* EXERCISE PROMPT:
The task calls for the count of lines containing "setNumber" in these records, given as a number with no other words.
** SUPPLIED MATERIAL follows **
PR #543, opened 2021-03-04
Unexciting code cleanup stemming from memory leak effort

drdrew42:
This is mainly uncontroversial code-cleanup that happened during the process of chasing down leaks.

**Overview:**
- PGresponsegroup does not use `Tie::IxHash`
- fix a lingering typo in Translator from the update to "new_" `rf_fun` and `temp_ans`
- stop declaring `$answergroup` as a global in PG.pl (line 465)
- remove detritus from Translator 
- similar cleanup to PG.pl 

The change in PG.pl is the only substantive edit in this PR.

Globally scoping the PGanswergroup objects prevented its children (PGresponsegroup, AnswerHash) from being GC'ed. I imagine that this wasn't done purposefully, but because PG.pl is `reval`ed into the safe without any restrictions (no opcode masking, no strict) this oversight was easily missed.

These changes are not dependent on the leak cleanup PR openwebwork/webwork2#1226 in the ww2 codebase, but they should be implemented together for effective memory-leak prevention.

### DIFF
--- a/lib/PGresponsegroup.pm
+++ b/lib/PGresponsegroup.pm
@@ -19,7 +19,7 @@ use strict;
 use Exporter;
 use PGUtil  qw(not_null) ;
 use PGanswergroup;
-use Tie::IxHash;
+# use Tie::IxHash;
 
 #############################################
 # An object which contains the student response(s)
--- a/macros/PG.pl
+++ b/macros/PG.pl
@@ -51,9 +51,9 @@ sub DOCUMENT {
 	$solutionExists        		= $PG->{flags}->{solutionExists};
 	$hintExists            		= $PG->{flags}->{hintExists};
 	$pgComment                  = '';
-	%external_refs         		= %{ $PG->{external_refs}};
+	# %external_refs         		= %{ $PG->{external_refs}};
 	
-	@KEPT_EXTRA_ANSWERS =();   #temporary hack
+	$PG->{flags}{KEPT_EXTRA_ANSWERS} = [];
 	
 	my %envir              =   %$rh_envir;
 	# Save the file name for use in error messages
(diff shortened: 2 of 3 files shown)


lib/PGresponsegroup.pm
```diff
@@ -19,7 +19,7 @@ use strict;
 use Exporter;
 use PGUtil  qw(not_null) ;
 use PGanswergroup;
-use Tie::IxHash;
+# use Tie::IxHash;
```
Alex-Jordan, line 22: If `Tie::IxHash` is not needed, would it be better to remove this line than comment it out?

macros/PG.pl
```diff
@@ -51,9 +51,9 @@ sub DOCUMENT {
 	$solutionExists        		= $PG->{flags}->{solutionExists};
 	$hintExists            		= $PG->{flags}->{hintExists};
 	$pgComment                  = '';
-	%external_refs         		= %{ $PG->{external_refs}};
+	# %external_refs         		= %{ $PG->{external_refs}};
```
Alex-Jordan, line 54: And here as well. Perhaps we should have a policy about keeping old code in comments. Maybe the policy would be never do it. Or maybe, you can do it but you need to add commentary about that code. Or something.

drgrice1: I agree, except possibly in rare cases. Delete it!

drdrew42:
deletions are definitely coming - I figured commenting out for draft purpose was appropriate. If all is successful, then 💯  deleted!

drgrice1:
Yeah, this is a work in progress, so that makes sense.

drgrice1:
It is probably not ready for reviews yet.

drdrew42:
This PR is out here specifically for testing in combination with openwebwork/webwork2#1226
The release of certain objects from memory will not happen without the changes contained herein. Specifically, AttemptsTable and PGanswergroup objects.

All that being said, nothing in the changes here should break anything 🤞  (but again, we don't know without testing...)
** End of SUPPLIED MATERIAL **
** SUPPLIED MATERIAL follows **
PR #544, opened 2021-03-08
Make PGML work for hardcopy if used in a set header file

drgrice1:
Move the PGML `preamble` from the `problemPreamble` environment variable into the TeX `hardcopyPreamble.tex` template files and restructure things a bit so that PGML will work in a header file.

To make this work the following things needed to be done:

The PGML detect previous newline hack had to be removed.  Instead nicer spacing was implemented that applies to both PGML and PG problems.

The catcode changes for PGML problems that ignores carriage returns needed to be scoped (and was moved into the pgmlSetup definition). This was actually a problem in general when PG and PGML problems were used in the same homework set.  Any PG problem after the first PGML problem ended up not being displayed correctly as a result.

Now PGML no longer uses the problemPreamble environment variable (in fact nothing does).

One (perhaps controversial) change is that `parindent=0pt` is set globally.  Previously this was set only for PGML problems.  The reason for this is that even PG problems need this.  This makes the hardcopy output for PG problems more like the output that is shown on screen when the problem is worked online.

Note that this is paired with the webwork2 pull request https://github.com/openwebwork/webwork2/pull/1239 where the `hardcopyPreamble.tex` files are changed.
** End of SUPPLIED MATERIAL **
** SUPPLIED MATERIAL follows **
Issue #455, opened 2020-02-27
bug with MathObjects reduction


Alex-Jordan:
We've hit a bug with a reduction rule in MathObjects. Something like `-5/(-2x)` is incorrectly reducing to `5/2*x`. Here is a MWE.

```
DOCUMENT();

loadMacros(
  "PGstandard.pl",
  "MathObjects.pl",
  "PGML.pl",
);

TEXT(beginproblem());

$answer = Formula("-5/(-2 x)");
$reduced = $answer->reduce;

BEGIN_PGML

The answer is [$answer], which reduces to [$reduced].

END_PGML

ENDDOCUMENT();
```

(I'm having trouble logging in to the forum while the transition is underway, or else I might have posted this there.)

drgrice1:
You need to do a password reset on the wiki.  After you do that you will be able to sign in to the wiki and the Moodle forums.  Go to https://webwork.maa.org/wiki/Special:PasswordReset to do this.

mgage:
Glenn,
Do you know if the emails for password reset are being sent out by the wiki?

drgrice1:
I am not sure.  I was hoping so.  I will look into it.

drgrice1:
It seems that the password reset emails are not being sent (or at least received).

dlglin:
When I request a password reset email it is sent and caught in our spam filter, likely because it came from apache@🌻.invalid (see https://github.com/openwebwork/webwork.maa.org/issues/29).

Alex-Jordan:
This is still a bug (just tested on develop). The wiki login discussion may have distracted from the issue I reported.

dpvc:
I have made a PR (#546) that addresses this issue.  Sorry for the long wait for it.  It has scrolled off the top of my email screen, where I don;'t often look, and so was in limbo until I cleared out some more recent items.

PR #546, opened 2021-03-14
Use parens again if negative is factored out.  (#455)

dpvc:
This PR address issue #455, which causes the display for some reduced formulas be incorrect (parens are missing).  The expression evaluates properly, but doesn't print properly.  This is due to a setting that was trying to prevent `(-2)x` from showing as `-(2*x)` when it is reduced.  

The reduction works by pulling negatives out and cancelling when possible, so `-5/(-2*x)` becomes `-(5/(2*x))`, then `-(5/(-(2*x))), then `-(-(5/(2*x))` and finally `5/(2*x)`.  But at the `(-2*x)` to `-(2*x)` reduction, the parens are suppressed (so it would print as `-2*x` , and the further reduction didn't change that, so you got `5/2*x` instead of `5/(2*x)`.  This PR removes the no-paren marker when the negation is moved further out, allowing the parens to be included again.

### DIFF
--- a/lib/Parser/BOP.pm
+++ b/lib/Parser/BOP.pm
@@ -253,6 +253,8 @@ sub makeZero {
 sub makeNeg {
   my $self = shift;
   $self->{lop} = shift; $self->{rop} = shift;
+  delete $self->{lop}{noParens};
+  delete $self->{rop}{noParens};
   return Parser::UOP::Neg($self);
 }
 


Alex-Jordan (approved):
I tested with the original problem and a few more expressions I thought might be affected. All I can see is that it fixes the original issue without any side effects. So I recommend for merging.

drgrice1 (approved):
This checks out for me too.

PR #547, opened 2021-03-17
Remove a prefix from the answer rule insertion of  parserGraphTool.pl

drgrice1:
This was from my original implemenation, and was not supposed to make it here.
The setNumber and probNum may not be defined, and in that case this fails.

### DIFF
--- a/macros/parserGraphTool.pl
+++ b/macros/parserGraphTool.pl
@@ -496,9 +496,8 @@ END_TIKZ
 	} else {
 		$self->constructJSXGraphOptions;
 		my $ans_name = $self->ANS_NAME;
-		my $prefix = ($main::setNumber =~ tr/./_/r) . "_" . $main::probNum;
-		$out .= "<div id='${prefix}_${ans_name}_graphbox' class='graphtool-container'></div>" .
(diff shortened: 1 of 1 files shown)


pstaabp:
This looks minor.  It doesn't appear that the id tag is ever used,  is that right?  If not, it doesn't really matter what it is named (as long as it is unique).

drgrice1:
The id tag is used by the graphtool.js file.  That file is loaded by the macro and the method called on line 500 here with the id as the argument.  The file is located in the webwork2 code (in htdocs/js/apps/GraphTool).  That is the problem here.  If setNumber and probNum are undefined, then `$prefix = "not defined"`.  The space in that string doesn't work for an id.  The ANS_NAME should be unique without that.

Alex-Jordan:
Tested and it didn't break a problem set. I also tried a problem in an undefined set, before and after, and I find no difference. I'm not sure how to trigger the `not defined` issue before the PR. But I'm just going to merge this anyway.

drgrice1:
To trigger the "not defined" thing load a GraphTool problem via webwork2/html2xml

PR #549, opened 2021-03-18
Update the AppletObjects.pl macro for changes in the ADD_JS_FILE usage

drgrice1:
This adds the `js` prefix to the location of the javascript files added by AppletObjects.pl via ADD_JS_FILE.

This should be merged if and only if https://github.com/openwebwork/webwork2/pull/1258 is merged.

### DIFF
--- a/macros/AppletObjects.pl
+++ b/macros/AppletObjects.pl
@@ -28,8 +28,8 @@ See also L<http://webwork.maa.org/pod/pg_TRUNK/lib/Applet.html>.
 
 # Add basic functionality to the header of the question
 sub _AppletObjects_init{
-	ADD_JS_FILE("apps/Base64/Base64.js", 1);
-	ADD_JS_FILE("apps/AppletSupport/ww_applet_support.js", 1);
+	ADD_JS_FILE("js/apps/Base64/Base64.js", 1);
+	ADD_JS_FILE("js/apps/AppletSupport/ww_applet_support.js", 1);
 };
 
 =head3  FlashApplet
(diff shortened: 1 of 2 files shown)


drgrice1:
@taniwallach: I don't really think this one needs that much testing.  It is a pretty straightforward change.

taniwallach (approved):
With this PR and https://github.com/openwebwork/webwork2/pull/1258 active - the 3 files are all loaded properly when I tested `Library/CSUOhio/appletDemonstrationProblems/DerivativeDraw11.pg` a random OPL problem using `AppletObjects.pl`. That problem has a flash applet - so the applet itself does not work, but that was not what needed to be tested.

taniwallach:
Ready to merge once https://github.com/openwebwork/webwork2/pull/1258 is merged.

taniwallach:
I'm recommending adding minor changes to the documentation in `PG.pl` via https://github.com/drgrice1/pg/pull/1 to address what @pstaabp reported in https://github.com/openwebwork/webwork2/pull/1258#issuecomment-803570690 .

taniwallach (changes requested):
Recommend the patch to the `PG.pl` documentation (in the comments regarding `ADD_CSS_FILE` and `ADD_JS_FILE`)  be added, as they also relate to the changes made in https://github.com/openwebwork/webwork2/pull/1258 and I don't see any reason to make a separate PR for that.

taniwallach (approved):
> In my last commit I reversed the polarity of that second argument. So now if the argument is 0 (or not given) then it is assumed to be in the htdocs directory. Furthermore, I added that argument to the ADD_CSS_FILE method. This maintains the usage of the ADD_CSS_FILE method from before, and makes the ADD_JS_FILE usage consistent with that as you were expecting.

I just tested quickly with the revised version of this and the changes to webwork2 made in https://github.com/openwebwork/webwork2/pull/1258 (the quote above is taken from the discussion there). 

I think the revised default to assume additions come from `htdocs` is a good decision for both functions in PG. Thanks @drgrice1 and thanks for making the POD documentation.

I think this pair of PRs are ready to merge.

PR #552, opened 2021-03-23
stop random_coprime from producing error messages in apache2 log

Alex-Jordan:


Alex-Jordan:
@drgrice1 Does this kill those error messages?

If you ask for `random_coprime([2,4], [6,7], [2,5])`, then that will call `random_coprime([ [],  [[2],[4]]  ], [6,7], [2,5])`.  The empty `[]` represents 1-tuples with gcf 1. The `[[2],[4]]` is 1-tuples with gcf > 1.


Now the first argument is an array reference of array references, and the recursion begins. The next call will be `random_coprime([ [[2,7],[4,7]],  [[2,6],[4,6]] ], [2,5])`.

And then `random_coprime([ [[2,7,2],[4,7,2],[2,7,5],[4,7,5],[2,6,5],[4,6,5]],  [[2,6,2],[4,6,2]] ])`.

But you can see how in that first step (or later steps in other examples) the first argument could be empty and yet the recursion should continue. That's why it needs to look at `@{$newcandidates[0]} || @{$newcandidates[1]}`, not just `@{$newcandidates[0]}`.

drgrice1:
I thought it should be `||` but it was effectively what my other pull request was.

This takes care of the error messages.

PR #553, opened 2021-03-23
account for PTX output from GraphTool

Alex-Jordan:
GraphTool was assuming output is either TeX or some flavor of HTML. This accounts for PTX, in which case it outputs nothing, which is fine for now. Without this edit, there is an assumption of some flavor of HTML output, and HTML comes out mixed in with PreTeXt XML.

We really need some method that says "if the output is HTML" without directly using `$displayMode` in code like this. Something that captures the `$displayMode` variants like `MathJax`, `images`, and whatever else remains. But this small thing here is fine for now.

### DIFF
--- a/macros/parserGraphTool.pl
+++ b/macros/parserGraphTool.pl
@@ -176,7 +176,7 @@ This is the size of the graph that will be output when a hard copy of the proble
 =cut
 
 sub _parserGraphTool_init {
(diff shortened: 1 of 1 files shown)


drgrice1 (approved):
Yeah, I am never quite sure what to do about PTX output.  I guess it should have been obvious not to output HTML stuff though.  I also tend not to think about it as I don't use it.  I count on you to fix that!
** End of SUPPLIED MATERIAL **
* ANSWER:
3